> _WHAT NEEDS TO BE DONE_: One number, and no other words, should make up the answer: how many lines of the listing contain the string "onlyOwnerOrSecurityCouncil".

> _AVAILABLE DATA_:
********

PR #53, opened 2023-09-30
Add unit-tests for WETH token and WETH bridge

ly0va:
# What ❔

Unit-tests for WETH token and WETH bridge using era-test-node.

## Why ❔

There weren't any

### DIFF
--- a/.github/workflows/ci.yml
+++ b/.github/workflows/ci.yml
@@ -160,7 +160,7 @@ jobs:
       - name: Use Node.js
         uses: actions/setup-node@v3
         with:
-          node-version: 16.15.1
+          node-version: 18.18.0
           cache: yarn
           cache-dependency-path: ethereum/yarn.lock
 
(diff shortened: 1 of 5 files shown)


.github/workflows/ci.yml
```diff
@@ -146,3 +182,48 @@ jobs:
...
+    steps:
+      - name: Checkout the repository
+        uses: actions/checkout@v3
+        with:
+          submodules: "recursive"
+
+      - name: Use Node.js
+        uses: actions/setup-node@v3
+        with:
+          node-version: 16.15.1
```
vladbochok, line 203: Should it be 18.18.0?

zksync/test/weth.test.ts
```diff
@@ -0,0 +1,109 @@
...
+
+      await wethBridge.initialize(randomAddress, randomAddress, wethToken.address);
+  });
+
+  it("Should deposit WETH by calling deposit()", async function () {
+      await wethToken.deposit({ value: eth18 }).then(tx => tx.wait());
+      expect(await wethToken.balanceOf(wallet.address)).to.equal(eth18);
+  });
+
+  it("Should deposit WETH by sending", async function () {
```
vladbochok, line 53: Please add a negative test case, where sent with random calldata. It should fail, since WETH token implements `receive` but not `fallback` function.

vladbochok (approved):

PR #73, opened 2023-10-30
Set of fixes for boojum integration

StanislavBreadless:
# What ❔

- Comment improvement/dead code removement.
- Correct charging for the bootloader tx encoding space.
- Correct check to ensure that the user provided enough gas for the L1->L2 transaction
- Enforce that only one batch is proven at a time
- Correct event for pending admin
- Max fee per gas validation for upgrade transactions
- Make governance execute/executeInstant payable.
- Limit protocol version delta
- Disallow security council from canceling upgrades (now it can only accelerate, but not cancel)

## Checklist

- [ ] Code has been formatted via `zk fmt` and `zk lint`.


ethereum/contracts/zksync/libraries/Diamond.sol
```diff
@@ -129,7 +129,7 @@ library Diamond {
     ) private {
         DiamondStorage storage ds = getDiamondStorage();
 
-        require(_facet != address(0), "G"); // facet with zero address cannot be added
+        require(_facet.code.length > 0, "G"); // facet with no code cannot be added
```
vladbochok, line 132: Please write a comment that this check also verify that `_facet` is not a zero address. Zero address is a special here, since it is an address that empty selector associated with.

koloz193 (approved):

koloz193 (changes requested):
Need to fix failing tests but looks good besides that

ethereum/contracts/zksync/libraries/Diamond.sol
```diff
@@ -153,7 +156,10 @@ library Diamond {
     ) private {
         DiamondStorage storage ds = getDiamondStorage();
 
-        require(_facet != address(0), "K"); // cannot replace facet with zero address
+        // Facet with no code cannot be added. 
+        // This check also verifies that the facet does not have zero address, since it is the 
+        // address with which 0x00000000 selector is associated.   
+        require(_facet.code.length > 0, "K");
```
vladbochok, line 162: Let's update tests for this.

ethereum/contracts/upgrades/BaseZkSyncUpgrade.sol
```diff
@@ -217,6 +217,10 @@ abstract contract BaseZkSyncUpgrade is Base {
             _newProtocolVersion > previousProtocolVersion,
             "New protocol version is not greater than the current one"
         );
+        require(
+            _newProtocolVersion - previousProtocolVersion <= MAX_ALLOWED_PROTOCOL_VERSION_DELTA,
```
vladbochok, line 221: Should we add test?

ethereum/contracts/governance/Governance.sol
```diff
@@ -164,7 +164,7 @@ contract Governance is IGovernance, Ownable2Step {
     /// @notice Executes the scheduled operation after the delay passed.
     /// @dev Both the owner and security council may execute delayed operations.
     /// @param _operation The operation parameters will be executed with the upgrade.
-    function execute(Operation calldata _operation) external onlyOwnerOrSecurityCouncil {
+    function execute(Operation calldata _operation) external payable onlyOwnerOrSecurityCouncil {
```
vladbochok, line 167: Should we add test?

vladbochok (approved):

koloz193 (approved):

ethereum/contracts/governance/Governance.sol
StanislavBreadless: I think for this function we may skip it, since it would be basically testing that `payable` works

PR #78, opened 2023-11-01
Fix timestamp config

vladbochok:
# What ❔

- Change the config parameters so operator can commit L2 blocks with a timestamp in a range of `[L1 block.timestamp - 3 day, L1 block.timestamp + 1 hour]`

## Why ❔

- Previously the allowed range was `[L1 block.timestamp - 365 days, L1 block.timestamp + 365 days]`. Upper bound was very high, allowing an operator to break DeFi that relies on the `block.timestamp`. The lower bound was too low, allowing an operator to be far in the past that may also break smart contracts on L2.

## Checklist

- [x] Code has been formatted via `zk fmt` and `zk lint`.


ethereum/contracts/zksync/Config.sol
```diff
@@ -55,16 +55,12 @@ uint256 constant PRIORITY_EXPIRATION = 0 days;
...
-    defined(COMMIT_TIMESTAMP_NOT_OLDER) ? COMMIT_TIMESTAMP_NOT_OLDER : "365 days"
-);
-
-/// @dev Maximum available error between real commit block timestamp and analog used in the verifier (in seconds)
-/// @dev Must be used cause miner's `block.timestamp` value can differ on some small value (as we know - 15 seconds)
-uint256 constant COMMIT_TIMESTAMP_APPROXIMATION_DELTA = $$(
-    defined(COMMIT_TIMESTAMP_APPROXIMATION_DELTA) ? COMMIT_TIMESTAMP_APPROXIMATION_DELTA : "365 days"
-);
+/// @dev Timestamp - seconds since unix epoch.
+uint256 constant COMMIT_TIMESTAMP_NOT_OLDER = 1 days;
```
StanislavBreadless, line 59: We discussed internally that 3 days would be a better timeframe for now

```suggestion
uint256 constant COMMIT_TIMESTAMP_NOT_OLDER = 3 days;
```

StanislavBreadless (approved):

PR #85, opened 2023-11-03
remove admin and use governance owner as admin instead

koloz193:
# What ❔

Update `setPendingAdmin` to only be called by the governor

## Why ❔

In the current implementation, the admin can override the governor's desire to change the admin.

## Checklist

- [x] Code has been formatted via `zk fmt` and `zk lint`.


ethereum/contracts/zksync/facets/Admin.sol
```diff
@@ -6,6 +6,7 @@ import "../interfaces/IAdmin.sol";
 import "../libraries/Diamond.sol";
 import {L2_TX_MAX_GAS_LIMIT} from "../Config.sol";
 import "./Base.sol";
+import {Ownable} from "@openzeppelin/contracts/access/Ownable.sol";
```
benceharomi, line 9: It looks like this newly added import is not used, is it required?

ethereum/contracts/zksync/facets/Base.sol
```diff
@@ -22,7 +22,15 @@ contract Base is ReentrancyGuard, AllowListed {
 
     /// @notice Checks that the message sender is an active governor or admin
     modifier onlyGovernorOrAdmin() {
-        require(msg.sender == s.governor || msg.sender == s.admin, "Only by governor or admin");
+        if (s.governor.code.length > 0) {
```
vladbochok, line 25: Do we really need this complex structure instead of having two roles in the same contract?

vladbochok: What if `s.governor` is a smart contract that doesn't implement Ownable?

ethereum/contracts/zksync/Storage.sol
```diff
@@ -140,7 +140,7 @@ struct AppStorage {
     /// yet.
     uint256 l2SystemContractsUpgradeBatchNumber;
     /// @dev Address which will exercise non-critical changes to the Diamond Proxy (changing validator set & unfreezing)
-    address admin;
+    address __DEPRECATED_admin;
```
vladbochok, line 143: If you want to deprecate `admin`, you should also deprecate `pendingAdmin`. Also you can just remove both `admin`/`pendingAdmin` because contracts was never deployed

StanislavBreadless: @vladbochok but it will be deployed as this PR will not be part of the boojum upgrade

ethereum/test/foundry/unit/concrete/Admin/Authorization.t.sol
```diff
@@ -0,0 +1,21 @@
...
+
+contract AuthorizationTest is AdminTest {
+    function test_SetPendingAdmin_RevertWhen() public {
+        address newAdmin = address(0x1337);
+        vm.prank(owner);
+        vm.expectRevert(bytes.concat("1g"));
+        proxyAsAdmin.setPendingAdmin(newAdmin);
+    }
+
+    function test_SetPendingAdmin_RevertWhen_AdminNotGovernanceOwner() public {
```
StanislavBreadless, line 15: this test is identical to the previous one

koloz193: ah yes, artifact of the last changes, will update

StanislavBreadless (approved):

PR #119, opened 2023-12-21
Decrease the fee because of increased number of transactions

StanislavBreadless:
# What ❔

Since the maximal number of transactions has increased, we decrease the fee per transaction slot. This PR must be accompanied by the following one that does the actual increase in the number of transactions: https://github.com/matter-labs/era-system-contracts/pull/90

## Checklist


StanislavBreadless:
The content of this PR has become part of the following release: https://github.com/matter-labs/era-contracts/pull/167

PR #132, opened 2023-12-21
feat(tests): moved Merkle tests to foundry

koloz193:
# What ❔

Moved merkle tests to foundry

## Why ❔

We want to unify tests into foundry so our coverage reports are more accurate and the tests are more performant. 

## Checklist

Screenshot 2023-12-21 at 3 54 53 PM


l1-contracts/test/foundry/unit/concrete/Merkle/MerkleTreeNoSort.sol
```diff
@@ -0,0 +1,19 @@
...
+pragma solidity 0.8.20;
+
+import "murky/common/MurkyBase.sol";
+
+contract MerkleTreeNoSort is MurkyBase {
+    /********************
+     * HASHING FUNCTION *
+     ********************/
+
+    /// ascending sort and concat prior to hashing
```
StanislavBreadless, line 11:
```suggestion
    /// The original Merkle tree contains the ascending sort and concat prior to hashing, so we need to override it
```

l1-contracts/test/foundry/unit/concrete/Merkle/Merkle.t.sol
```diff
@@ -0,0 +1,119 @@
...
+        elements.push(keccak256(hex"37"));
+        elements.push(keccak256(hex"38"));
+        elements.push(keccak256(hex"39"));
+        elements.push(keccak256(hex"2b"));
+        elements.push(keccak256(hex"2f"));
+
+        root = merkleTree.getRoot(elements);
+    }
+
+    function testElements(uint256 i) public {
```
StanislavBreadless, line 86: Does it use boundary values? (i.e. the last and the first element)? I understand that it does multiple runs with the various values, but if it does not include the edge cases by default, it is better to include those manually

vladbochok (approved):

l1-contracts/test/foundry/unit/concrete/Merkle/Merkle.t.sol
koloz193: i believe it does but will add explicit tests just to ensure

********

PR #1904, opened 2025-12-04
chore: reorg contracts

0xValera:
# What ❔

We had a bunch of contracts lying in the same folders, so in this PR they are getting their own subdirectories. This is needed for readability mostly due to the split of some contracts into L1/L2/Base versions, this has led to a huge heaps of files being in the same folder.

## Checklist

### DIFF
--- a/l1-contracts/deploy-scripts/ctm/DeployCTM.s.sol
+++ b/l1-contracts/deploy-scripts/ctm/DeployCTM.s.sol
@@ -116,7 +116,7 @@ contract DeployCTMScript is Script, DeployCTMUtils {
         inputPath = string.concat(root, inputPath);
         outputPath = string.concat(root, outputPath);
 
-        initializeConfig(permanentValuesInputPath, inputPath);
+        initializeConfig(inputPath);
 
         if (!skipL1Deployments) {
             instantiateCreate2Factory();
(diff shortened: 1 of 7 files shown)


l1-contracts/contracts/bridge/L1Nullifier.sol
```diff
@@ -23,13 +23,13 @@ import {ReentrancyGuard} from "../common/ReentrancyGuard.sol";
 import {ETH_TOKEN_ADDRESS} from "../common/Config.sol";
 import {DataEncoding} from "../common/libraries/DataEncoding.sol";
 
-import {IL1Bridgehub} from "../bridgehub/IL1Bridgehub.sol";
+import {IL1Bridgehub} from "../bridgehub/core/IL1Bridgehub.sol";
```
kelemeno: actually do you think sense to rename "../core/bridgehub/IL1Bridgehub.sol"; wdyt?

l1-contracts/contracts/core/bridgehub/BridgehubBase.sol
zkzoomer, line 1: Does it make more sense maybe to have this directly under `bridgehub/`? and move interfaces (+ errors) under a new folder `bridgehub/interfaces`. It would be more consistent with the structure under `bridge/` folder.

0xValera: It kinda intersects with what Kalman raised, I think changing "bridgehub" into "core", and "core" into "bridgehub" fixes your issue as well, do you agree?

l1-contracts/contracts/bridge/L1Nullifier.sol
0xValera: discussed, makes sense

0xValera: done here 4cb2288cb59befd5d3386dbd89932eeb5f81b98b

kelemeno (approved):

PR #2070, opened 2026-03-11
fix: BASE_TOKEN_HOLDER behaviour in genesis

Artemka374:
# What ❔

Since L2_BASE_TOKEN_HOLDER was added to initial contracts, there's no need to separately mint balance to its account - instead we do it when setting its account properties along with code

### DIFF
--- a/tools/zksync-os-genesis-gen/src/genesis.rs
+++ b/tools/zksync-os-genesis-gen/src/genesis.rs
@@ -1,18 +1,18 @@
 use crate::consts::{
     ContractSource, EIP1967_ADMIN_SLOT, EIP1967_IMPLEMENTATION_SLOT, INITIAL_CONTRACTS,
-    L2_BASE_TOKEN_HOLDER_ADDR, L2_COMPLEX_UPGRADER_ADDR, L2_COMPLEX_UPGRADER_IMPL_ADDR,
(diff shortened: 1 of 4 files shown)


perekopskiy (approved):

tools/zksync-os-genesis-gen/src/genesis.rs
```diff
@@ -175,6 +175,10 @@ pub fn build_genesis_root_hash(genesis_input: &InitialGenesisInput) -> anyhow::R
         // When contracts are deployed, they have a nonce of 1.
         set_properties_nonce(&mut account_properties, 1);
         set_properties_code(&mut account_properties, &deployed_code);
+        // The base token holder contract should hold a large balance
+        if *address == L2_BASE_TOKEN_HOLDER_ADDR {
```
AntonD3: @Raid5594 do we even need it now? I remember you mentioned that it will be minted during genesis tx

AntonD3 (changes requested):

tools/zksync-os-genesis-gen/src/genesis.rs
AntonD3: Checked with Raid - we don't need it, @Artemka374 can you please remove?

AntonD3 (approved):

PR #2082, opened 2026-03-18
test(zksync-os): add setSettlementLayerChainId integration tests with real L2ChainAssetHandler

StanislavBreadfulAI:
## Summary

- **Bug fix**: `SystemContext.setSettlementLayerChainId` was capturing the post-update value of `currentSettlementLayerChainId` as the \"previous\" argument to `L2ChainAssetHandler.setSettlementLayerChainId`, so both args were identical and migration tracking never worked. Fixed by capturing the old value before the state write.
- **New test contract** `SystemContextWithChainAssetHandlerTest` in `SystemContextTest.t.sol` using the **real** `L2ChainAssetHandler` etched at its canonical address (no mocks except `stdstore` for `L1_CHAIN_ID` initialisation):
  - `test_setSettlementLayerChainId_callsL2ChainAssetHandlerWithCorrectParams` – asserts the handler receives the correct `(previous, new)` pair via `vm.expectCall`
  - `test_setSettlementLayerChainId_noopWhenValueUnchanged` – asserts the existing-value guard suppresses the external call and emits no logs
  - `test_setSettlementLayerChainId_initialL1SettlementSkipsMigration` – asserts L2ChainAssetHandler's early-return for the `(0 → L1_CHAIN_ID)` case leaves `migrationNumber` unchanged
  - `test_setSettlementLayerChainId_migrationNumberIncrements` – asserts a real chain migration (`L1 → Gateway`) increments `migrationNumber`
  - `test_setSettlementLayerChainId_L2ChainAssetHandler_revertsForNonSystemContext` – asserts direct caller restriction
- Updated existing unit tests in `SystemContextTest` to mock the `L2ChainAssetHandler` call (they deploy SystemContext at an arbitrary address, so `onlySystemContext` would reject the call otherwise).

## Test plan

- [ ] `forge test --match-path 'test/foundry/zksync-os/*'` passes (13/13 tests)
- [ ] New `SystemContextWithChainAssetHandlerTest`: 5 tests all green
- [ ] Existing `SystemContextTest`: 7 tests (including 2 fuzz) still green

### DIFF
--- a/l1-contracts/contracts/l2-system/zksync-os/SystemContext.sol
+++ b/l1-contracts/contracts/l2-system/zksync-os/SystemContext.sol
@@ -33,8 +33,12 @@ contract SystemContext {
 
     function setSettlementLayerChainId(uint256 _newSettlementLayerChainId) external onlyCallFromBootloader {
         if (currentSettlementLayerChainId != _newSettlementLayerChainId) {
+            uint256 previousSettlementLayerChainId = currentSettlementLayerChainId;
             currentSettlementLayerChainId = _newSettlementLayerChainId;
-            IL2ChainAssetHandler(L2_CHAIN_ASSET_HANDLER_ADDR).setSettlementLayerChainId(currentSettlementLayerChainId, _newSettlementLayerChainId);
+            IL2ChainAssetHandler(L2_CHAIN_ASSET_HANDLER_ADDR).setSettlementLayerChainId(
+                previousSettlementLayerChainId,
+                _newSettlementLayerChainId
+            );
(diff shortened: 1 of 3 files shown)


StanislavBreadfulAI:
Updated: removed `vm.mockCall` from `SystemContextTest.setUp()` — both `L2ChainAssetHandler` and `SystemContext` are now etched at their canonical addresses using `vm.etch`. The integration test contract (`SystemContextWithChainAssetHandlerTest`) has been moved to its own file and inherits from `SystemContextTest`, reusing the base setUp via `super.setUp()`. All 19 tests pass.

********

> _RESPONSE TO THIS EXERCISE_: 2